**INFORMATION GIVEN:**
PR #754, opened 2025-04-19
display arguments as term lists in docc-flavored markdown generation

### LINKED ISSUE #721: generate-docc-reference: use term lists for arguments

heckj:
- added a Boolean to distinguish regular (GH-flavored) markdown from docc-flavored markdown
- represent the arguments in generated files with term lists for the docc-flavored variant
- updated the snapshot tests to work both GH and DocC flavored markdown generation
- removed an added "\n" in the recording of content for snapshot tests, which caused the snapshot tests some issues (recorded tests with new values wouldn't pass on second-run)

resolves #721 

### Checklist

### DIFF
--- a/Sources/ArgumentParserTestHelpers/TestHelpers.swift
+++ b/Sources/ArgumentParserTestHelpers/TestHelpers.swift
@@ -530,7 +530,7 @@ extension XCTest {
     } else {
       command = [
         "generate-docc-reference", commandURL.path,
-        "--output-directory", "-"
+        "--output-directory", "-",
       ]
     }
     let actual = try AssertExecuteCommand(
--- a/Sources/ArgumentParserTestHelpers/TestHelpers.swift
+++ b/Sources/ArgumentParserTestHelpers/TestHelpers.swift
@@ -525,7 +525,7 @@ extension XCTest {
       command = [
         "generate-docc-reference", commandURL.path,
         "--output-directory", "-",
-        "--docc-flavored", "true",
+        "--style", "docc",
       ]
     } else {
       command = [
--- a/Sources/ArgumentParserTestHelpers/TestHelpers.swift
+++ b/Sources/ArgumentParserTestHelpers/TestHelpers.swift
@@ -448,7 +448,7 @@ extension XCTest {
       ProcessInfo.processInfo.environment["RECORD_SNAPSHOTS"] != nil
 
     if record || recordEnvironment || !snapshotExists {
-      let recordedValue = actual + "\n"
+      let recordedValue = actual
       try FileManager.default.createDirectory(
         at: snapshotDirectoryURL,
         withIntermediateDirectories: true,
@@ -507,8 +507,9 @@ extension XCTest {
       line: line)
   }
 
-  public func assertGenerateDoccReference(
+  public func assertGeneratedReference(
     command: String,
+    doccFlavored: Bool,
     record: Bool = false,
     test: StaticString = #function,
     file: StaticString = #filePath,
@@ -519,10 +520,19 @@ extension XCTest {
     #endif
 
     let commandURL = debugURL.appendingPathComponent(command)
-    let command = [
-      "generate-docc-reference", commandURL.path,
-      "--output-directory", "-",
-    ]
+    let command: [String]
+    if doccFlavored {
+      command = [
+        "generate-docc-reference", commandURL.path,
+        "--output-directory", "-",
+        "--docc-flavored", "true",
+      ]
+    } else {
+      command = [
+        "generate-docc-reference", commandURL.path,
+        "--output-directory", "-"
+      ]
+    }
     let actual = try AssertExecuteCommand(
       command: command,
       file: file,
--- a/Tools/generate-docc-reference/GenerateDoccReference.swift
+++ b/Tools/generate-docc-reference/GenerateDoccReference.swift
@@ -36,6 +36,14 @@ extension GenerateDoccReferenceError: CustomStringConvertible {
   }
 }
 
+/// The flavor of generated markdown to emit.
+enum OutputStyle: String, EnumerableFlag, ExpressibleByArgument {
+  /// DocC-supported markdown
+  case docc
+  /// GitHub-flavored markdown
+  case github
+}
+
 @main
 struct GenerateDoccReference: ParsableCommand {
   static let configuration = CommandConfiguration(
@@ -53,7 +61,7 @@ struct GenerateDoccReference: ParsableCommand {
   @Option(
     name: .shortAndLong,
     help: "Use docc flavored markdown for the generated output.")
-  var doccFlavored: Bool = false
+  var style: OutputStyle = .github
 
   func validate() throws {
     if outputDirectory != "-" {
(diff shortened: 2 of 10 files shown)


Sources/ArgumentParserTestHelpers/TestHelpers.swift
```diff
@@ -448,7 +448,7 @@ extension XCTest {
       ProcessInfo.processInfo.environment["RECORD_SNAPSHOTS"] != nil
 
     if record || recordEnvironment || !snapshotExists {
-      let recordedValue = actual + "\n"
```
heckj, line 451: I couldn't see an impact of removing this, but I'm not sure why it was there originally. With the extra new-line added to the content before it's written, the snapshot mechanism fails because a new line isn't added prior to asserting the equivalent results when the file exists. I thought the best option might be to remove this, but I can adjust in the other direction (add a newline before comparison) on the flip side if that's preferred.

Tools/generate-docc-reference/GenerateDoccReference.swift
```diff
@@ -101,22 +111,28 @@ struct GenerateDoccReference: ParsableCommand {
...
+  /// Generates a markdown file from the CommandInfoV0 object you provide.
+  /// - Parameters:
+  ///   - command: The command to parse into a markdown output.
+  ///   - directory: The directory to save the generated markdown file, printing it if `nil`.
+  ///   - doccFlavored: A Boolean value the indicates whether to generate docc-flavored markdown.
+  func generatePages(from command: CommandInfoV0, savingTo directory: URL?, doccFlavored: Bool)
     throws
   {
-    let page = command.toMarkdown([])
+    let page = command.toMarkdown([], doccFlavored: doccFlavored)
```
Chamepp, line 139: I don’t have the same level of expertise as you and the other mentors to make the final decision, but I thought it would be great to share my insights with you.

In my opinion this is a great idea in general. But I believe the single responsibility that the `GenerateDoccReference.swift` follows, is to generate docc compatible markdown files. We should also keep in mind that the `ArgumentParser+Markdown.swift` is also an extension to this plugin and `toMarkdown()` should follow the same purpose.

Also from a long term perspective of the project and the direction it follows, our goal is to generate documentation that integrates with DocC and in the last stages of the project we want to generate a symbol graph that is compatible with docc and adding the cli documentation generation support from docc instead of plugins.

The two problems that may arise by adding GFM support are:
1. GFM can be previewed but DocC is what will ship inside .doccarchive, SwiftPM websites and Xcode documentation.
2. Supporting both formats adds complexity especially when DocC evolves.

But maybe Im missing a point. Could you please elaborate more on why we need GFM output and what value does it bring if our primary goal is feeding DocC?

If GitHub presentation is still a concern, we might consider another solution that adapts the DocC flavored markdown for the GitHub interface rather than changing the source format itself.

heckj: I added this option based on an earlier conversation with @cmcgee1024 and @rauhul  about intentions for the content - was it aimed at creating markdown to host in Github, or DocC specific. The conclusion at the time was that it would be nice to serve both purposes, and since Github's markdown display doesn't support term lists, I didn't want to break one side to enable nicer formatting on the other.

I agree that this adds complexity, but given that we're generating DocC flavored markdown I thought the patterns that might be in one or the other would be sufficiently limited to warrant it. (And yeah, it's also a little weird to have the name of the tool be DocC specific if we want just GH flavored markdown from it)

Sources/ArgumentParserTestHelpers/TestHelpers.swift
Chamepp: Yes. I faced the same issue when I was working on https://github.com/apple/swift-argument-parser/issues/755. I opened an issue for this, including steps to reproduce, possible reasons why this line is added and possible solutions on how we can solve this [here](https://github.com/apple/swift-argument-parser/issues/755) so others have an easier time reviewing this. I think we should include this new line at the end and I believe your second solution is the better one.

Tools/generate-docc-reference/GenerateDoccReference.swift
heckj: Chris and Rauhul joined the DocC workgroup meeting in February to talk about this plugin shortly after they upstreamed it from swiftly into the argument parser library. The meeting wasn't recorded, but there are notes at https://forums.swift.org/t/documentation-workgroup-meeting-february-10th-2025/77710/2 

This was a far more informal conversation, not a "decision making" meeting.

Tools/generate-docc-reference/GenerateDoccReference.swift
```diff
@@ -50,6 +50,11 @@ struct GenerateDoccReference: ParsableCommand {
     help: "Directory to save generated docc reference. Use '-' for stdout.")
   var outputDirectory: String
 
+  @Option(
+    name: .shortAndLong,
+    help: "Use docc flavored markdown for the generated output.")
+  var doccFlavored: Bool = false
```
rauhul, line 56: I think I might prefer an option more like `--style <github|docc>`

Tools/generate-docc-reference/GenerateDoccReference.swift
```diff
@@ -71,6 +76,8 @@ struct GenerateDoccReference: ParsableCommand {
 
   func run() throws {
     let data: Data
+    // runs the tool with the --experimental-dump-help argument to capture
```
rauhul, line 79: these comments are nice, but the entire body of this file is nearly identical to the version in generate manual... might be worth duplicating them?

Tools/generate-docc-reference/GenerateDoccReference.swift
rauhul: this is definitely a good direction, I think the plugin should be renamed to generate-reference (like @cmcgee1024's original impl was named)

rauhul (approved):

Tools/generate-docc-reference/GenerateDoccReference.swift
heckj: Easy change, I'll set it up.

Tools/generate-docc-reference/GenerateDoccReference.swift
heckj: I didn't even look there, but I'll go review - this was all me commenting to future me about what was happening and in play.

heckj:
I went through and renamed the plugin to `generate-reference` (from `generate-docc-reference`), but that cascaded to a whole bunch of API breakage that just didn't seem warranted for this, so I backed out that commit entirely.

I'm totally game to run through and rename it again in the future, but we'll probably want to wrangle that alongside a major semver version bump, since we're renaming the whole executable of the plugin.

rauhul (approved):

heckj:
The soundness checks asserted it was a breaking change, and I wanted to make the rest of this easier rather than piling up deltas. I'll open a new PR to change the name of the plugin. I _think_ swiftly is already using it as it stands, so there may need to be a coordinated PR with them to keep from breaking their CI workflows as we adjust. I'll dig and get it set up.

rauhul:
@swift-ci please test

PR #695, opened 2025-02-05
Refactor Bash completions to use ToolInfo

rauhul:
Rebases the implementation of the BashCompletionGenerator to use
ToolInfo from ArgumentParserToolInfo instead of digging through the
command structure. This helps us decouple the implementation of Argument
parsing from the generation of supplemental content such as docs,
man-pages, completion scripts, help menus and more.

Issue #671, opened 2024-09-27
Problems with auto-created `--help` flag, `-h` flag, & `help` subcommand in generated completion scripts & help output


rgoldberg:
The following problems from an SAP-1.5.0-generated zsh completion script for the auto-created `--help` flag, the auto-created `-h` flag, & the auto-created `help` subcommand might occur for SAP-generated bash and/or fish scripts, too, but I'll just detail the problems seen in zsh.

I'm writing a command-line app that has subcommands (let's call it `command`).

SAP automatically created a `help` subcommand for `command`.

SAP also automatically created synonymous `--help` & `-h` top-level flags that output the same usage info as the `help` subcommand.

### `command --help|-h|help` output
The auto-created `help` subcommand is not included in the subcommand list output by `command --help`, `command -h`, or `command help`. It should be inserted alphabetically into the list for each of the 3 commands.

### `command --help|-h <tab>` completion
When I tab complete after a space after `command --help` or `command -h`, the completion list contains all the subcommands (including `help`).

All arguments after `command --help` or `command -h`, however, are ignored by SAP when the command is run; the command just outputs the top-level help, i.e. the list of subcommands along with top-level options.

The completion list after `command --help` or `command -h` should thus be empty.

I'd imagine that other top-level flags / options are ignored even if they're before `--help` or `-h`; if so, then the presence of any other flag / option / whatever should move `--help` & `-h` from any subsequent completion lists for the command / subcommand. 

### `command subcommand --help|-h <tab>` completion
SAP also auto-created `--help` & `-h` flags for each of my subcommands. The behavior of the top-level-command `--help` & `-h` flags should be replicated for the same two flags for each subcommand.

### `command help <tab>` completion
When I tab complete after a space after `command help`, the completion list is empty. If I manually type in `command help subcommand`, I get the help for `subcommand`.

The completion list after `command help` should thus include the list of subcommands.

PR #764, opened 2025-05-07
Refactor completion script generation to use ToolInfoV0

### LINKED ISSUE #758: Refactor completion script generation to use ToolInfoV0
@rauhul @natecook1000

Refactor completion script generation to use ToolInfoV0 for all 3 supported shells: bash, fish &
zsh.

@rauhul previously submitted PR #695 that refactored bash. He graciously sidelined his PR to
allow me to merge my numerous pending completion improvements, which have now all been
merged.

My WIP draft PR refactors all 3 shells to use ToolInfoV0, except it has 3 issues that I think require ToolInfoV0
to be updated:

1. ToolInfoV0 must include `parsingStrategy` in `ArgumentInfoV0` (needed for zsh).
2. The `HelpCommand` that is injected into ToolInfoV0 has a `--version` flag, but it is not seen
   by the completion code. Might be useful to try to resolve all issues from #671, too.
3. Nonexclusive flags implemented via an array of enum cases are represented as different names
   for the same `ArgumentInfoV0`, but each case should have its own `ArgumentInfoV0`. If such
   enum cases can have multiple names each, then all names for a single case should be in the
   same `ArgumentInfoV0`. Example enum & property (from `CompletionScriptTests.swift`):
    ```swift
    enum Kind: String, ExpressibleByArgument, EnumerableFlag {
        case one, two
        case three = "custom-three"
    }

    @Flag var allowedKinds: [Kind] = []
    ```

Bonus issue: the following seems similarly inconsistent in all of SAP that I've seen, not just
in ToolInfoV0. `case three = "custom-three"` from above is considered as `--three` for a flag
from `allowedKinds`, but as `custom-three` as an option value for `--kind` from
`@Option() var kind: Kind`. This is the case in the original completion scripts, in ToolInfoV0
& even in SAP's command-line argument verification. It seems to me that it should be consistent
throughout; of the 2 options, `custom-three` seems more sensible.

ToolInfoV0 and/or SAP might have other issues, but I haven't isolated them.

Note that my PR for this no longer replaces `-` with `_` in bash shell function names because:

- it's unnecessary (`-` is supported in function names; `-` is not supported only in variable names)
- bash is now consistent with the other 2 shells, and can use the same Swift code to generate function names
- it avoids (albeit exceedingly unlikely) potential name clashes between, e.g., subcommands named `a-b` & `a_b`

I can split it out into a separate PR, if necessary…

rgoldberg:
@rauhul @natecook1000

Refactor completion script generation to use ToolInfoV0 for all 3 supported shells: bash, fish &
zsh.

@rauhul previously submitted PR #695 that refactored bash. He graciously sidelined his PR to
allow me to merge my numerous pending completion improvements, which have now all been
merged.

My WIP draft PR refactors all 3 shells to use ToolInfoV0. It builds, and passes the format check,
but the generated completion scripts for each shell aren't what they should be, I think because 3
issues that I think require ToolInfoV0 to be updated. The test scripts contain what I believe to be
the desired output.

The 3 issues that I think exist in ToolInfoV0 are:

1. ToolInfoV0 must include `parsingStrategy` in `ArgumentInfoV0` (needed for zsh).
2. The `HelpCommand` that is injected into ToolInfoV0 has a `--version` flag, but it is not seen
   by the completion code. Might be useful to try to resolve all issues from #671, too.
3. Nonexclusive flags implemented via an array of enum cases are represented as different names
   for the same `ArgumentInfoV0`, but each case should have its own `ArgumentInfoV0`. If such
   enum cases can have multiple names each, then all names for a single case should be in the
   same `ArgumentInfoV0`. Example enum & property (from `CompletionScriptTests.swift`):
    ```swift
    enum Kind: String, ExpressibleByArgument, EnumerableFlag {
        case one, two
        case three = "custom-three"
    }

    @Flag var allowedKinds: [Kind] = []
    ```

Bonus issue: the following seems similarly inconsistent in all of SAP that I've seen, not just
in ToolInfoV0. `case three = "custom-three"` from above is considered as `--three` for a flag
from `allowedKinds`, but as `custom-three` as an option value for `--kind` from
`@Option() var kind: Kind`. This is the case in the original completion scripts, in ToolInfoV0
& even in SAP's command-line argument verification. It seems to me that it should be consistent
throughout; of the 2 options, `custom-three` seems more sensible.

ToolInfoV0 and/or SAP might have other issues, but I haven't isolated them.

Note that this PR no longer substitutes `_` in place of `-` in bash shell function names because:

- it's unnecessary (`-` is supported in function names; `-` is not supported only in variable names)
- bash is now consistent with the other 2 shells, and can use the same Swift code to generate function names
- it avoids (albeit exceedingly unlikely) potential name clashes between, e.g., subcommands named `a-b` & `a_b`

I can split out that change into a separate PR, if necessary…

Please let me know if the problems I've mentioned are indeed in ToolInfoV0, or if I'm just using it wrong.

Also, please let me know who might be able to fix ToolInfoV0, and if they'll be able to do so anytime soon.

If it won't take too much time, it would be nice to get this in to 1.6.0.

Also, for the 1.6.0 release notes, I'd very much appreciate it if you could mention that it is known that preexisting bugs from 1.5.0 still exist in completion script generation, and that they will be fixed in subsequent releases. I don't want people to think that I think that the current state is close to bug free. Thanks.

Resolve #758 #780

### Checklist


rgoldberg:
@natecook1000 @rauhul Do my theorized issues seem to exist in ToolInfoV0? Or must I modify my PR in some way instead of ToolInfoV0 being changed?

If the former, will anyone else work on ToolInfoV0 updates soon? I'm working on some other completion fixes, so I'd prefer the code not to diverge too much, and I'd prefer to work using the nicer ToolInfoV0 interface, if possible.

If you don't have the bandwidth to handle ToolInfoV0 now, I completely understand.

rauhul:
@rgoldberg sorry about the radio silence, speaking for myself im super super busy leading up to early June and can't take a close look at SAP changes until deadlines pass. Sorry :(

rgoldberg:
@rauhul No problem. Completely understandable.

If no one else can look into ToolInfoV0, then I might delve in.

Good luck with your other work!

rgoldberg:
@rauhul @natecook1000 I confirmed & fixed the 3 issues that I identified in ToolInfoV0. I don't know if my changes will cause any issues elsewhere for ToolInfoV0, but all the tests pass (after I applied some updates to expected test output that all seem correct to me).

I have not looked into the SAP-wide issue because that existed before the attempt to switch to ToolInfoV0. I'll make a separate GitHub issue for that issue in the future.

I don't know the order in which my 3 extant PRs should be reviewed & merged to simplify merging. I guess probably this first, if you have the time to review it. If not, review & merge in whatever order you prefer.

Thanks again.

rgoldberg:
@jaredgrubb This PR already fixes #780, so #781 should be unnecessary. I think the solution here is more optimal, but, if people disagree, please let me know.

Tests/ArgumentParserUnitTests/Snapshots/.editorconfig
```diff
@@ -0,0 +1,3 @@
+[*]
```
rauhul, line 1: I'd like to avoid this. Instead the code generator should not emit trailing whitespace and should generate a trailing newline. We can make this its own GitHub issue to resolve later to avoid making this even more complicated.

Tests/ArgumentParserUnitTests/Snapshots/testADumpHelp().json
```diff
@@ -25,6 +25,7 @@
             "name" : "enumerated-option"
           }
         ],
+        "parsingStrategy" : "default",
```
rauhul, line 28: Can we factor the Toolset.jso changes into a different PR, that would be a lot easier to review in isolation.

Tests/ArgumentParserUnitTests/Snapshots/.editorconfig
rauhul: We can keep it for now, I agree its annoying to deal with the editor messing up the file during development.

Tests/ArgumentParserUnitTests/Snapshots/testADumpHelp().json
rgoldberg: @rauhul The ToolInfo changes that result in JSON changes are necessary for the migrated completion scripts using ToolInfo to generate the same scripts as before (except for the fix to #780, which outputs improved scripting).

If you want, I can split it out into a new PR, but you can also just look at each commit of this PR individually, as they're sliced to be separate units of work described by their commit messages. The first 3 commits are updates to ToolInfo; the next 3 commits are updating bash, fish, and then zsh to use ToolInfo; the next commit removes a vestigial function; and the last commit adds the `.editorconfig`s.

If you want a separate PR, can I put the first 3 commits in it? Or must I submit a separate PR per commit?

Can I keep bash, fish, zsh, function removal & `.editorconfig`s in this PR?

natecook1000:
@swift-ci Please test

**TASK DETAILS:** An exact repetition of the material above is required, from its first line through the line holding "- added a Boolean", with nothing added.

**ANSWER TO THIS TASK:**
PR #754, opened 2025-04-19
display arguments as term lists in docc-flavored markdown generation

### LINKED ISSUE #721: generate-docc-reference: use term lists for arguments

heckj:
- added a Boolean to distinguish regular (GH-flavored) markdown from docc-flavored markdown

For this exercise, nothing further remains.